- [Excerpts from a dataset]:
PR #142, opened 2023-09-01
[PLUGIN-1676] Added Json batch support in HTTP sink

psainics:
### Bug 
Previously when selecting batch size `> 1` JSON messages were joined with `\n`
The end service failed to parse JSON messages with `\n`
### Update
JSON messages should be joined as defined in the JSON format `[ {} , {} ]`

For services that accept object instead of an array as input we let user define a `Json Batch Key` (Optional) that is used to wrap the JSON array

## UI Field
image

## UI Field (Filter)
The UI field is only visible when `messageFormat == JSON` and `batchSize > 1`

## UI Field (Validation)
The value for key has allowed characters (a-z, A-Z, 0-9, _, -, .)

## Batch Size (Validation)
Previously there was no validation on the batch size , causing illegal user inputs to be valid.
New validation let's user only enter a valid +ve number greater than 0 

## Unit Test
6 Unit test cases were
### Test for batch size
- testHTTPSinkWith`NegativeBatchSize`
- testHTTPSinkWith`ZeroBatchSize`
- testHTTPSinkWith`PositiveBatchSize`

### Test for valid batch key value
- testHTTPSinkWithBatchKeyContaining`Space`
- testHTTPSinkWithBatchKeyContaining`DoubleQuotes`
- testHTTPSinkWithBatchKeyContaining`AlphaNumeric`

image

## Docs 
Updated docs for the new field added to UI

## Code change
- Messages are stored in a buffer array , when the array length is equal to batch-size we call the function `flushMessageBuffer` that moves all messages from the array to a single string that will be set as the message body.
 The function is responsible for joining all the message as per format selected by user
- Long if - else if - else condition are changes to switch case
- Update createFormMessage to url encode only the key and value
- Added fieldToString to keep all messages (form/json/custom) have same result for each field

## Jira Link
 - [Jira Link](https://cdap.atlassian.net/browse/PLUGIN-1676)

### DIFF
--- a/docs/HTTP-batchsink.md
+++ b/docs/HTTP-batchsink.md
@@ -14,6 +14,20 @@ Properties
 
 **batchSize:** Batch size. Defaults to 1. (Macro enabled)
 
+**Write JSON As Array:** Whether to write the JSON as an array. Defaults to false. (Macro enabled)
+
+When set to true, the payload will be written as an array of JSON objects.
+Example - If batch size is 2, then the payload will be `[{"key":"val"}, {"key":"val"}]`
+
+When false, the payload will be JSON objects separated by a delimiter.
+Example - If batch size is 2, delimiter is "\n" , then the payload will be `{"key":"val"}\n{"key":"val"}`
+
+**Json Batch Key** Optional key to be used for wrapping json array as object
+Leave empty for no wrapping of the array. Ignored if Write JSON As Array is set to false. (Macro Enabled)
+
+Example - If batch size is 2 and json batch key is "data", then the payload will be
+`{"data": [{"key":"val"}, {"key":"val"}]}` instead of `[{"key":"val"}, {"key":"val"}]`
+
 **messageFormat:** Format to send messsage in. Options are JSON, Form, Custom. Defaults to JSON. (Macro enabled)
 
 **body:** Optional custom message. This is required if the message format is set to 'Custom'.
--- a/src/main/java/io/cdap/plugin/http/common/http/MessageFormatType.java
+++ b/src/main/java/io/cdap/plugin/http/common/http/MessageFormatType.java
@@ -1,0 +1,38 @@
+/*
+ * Copyright © 2023 Cask Data, Inc.
+ *
+ * Licensed under the Apache License, Version 2.0 (the "License"); you may not
+ * use this file except in compliance with the License. You may obtain a copy of
+ * the License at
+ *
+ * http://www.apache.org/licenses/LICENSE-2.0
+ *
+ * Unless required by applicable law or agreed to in writing, software
+ * distributed under the License is distributed on an "AS IS" BASIS, WITHOUT
+ * WARRANTIES OR CONDITIONS OF ANY KIND, either express or implied. See the
+ * License for the specific language governing permissions and limitations under
+ * the License.
+ */
+package io.cdap.plugin.http.common.http;
+
+import io.cdap.plugin.http.common.EnumWithValue;
+
+/**
+ * An enum which represent a type of message format of an HTTP request body.
+ */
+public enum MessageFormatType implements EnumWithValue {
+
+  JSON,
+  FORM,
+  CUSTOM;
+
+  @Override
+  public String getValue() {
+    return name();
+  }
+
+  @Override
+  public String toString() {
+    return this.getValue();
+  }
+}
--- a/src/main/java/io/cdap/plugin/http/sink/batch/HTTPRecordWriter.java
+++ b/src/main/java/io/cdap/plugin/http/sink/batch/HTTPRecordWriter.java
@@ -17,11 +17,11 @@
 package io.cdap.plugin.http.sink.batch;
 
 import com.google.auth.oauth2.AccessToken;
+
 import io.cdap.cdap.api.data.format.StructuredRecord;
 import io.cdap.cdap.api.data.schema.Schema;
-import io.cdap.cdap.format.StructuredRecordStringConverter;
-
 import io.cdap.plugin.http.common.http.OAuthUtil;
+
 import org.apache.hadoop.mapreduce.RecordWriter;
 import org.apache.hadoop.mapreduce.TaskAttemptContext;
 import org.apache.http.Header;
@@ -31,20 +31,15 @@ import org.slf4j.LoggerFactory;
 
 import java.io.IOException;
 import java.io.OutputStream;
-import java.io.UnsupportedEncodingException;
 import java.net.HttpURLConnection;
 import java.net.MalformedURLException;
 import java.net.ProtocolException;
 import java.net.URL;
-import java.net.URLEncoder;
 import java.security.KeyManagementException;
 import java.security.NoSuchAlgorithmException;
 import java.security.cert.X509Certificate;
-import java.util.HashMap;
 import java.util.Map;
-import java.util.StringTokenizer;
-import java.util.regex.Matcher;
-import java.util.regex.Pattern;
+
 import javax.net.ssl.HostnameVerifier;
 import javax.net.ssl.HttpsURLConnection;
 import javax.net.ssl.SSLContext;
@@ -57,52 +52,34 @@ import javax.net.ssl.X509TrustManager;
  */
 public class HTTPRecordWriter extends RecordWriter<StructuredRecord, StructuredRecord> {
   private static final Logger LOG = LoggerFactory.getLogger(HTTPRecordWriter.class);
-  private static final String REGEX_HASHED_VAR = "#s*(\\w+)";
-
   private final HTTPSinkConfig config;
-  private StringBuilder messages = new StringBuilder();
+  private final MessageBuffer messageBuffer;
   private String contentType;
-
   private AccessToken accessToken;
 
-  HTTPRecordWriter(HTTPSinkConfig config) {
+  HTTPRecordWriter(HTTPSinkConfig config, Schema inputSchema) {
     this.config = config;
     this.accessToken = null;
+    this.messageBuffer = new MessageBuffer(
+            config.getMessageFormat(), config.getJsonBatchKey(), config.shouldWriteJsonAsArray(),
+            config.getDelimiterForMessages(), config.getCharset(), config.getBody(), inputSchema
+    );
   }
 
   @Override
   public void write(StructuredRecord input, StructuredRecord unused) throws IOException {
-    String message = null;
     if (config.getMethod().equals("POST") || config.getMethod().equals("PUT")) {
-      if (config.getMessageFormat().equals("JSON")) {
-        message = StructuredRecordStringConverter.toJsonString(input);
-        contentType = "application/json";
-      } else if (config.getMessageFormat().equals("Form")) {
-        message = createFormMessage(input);
-        contentType = " application/x-www-form-urlencoded";
-      } else if (config.getMessageFormat().equals("Custom")) {
-        message = createCustomMessage(config.getBody(), input);
-        contentType = " text/plain";
-      }
-      messages.append(message).append(config.getDelimiterForMessages());
+      messageBuffer.add(input);
     }
-    StringTokenizer tokens = new StringTokenizer(messages.toString().trim(), config.getDelimiterForMessages());
-    if (config.getBatchSize() == 1 || tokens.countTokens() == config.getBatchSize()) {
-      executeHTTPService();
+    if (config.getBatchSize() == messageBuffer.size()) {
+      flushMessageBuffer();
     }
   }
 
   @Override
-  public void close(TaskAttemptContext taskAttemptContext) throws IOException, InterruptedException {
+  public void close(TaskAttemptContext taskAttemptContext) throws IOException {
     // Process remaining messages after batch executions.
-    if (!messages.toString().isEmpty()) {
-      try {
-        executeHTTPService();
-      } catch (Exception e) {
-        throw new RuntimeException("Error while executing http request for remaining input messages " +
-                                     "after the batch execution. " + e);
-      }
-    }
+    flushMessageBuffer();
   }
 
   private void executeHTTPService() throws IOException {
@@ -110,6 +87,7 @@ public class HTTPRecordWriter extends RecordWriter<StructuredRecord, StructuredR
     int retries = 0;
     IOException exception = null;
     do {
+      exception = null;
       HttpURLConnection conn = null;
 
       Map<String, String> headers = config.getRequestHeadersMap();
@@ -148,14 +126,14 @@ public class HTTPRecordWriter extends RecordWriter<StructuredRecord, StructuredR
             conn.addRequestProperty("Content-Type", contentType);
           }
         }
-        if (messages.length() > 0) {
+        if (!messageBuffer.isEmpty()) {
           conn.setDoOutput(true);
           try (OutputStream outputStream = conn.getOutputStream()) {
-            outputStream.write(messages.toString().trim().getBytes(config.getCharset()));
+            outputStream.write(messageBuffer.getMessage().trim().getBytes(config.getCharset()));
           }
         }
         responseCode = conn.getResponseCode();
-        messages.setLength(0);
+        messageBuffer.clear();
         if (config.getFailOnNon200Response() && !(responseCode >= 200 && responseCode < 300)) {
           exception = new IOException("Received error response. Response code: " + responseCode);
         }
@@ -175,48 +153,6 @@ public class HTTPRecordWriter extends RecordWriter<StructuredRecord, StructuredR
     if (exception != null) {
       throw exception;
     }
-  }
-
-  private String createFormMessage(StructuredRecord input) {
-    boolean first = true;
-    String formMessage = null;
-    StringBuilder sb = new StringBuilder("");
-    for (Schema.Field field : input.getSchema().getFields()) {
-      if (first) {
-        first = false;
-      } else {
-        sb.append("&");
-      }
-      sb.append(field.getName());
-      sb.append("=");
-      sb.append((String) input.get(field.getName()));
-    }
-    try {
-      formMessage = URLEncoder.encode(sb.toString(), config.getCharset());
-    } catch (UnsupportedEncodingException e) {
-      throw new IllegalStateException("Error encoding Form message. Reason: " + e.getMessage(), e);
-    }
-    return formMessage;
-  }
-
-  private String createCustomMessage(String body, StructuredRecord input) {
-    String customMessage = body;
-    Matcher matcher = Pattern.compile(REGEX_HASHED_VAR).matcher(customMessage);
-    HashMap<String, String> findReplaceMap = new HashMap();
-    while (matcher.find()) {
-      if (input.get(matcher.group(1)) != null) {
-        findReplaceMap.put(matcher.group(1), (String) input.get(matcher.group(1)));
-      } else {
-        throw new IllegalArgumentException(String.format(
-          "Field %s doesnt exist in the input schema.", matcher.group(1)));
-      }
-    }
-    Matcher replaceMatcher = Pattern.compile(REGEX_HASHED_VAR).matcher(customMessage);
-    while (replaceMatcher.find()) {
-      String val = replaceMatcher.group().replace("#", "");
-      customMessage = (customMessage.replace(replaceMatcher.group(), findReplaceMap.get(val)));
-    }
-    return customMessage;
   }
 
   private void disableSSLValidation() {
@@ -247,4 +183,14 @@ public class HTTPRecordWriter extends RecordWriter<StructuredRecord, StructuredR
     };
     HttpsURLConnection.setDefaultHostnameVerifier(allHostsValid);
   }
+
+  private void flushMessageBuffer() throws IOException {
+    if (messageBuffer.isEmpty()) {
+      return;
+    }
+    contentType = messageBuffer.getContentType();
+    executeHTTPService();
+    messageBuffer.clear();
+  }
+
 }
--- a/src/main/java/io/cdap/plugin/http/sink/batch/HTTPSinkConfig.java
+++ b/src/main/java/io/cdap/plugin/http/sink/batch/HTTPSinkConfig.java
@@ -27,13 +27,14 @@ import io.cdap.cdap.etl.api.FailureCollector;
 import io.cdap.plugin.common.ReferenceNames;
 
 import io.cdap.plugin.http.common.BaseHttpConfig;
+import io.cdap.plugin.http.common.http.MessageFormatType;
+
 import java.net.MalformedURLException;
 import java.net.URL;
 import java.util.HashMap;
 import java.util.List;
 import java.util.Map;
 import java.util.Objects;
-import java.util.Optional;
 import java.util.Set;
 import javax.annotation.Nullable;
 import javax.ws.rs.HttpMethod;
@@ -45,6 +46,8 @@ public class HTTPSinkConfig extends BaseHttpConfig {
   public static final String URL = "url";
   public static final String METHOD = "method";
   public static final String BATCH_SIZE = "batchSize";
+  public static final String WRITE_JSON_AS_ARRAY = "writeJsonAsArray";
+  public static final String JSON_BATCH_KEY = "jsonBatchKey";
   public static final String DELIMETER_FOR_MESSAGE = "delimiterForMessages";
   public static final String MESSAGE_FORMAT = "messageFormat";
   public static final String BODY = "body";
@@ -75,6 +78,19 @@ public class HTTPSinkConfig extends BaseHttpConfig {
   @Description("Batch size. Defaults to 1. (Macro Enabled)")
   @Macro
   private final Integer batchSize;
+
+  @Name(WRITE_JSON_AS_ARRAY)
+  @Nullable
+  @Description("Whether to write json as array. Defaults to false. (Macro Enabled)")
+  @Macro
+  private final Boolean writeJsonAsArray;
+
+  @Name(JSON_BATCH_KEY)
+  @Nullable
+  @Description("Optional key to be used for wrapping json array as object. " +
+          "Leave empty for no wrapping of the array (Macro Enabled)")
+  @Macro
+  private final String jsonBatchKey;
 
   @Name(DELIMETER_FOR_MESSAGE)
   @Nullable
@@ -150,7 +166,8 @@ public class HTTPSinkConfig extends BaseHttpConfig {
                         @Nullable String requestHeaders, String charset,
                         boolean followRedirects, boolean disableSSLValidation, @Nullable int numRetries,
                         @Nullable int readTimeout, @Nullable int connectTimeout, boolean failOnNon200Response,
-                        String oauth2Enabled, String authType) {
+                        String oauth2Enabled, String authType, @Nullable String jsonBatchKey,
+                        Boolean writeJsonAsArray) {
     super(referenceName);
     this.url = url;
     this.method = method;
@@ -166,6 +183,8 @@ public class HTTPSinkConfig extends BaseHttpConfig {
     this.readTimeout = readTimeout;
     this.connectTimeout = connectTimeout;
     this.failOnNon200Response = failOnNon200Response;
+    this.jsonBatchKey = jsonBatchKey;
+    this.writeJsonAsArray = writeJsonAsArray;
     this.oauth2Enabled = oauth2Enabled;
     this.authType = authType;
   }
@@ -186,6 +205,8 @@ public class HTTPSinkConfig extends BaseHttpConfig {
     connectTimeout = builder.connectTimeout;
     readTimeout = builder.readTimeout;
     failOnNon200Response = builder.failOnNon200Response;
+    jsonBatchKey = builder.jsonBatchKey;
+    writeJsonAsArray = builder.writeJsonAsArray;
     oauth2Enabled = builder.oauth2Enabled;
     authType = builder.authType;
   }
@@ -201,7 +222,7 @@ public class HTTPSinkConfig extends BaseHttpConfig {
     builder.method = copy.getMethod();
     builder.batchSize = copy.getBatchSize();
     builder.delimiterForMessages = copy.getDelimiterForMessages();
-    builder.messageFormat = copy.getMessageFormat();
+    builder.messageFormat = copy.getMessageFormat().getValue();
     builder.body = copy.getBody();
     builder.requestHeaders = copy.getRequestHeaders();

- [Work order]:
Reproduce all lines from the records above that include the word "common".

- [Result of the exercise]:
--- a/src/main/java/io/cdap/plugin/http/common/http/MessageFormatType.java
+++ b/src/main/java/io/cdap/plugin/http/common/http/MessageFormatType.java
+package io.cdap.plugin.http.common.http;
+import io.cdap.plugin.http.common.EnumWithValue;
 import io.cdap.plugin.http.common.http.OAuthUtil;
 import io.cdap.plugin.common.ReferenceNames;
 import io.cdap.plugin.http.common.BaseHttpConfig;
+import io.cdap.plugin.http.common.http.MessageFormatType;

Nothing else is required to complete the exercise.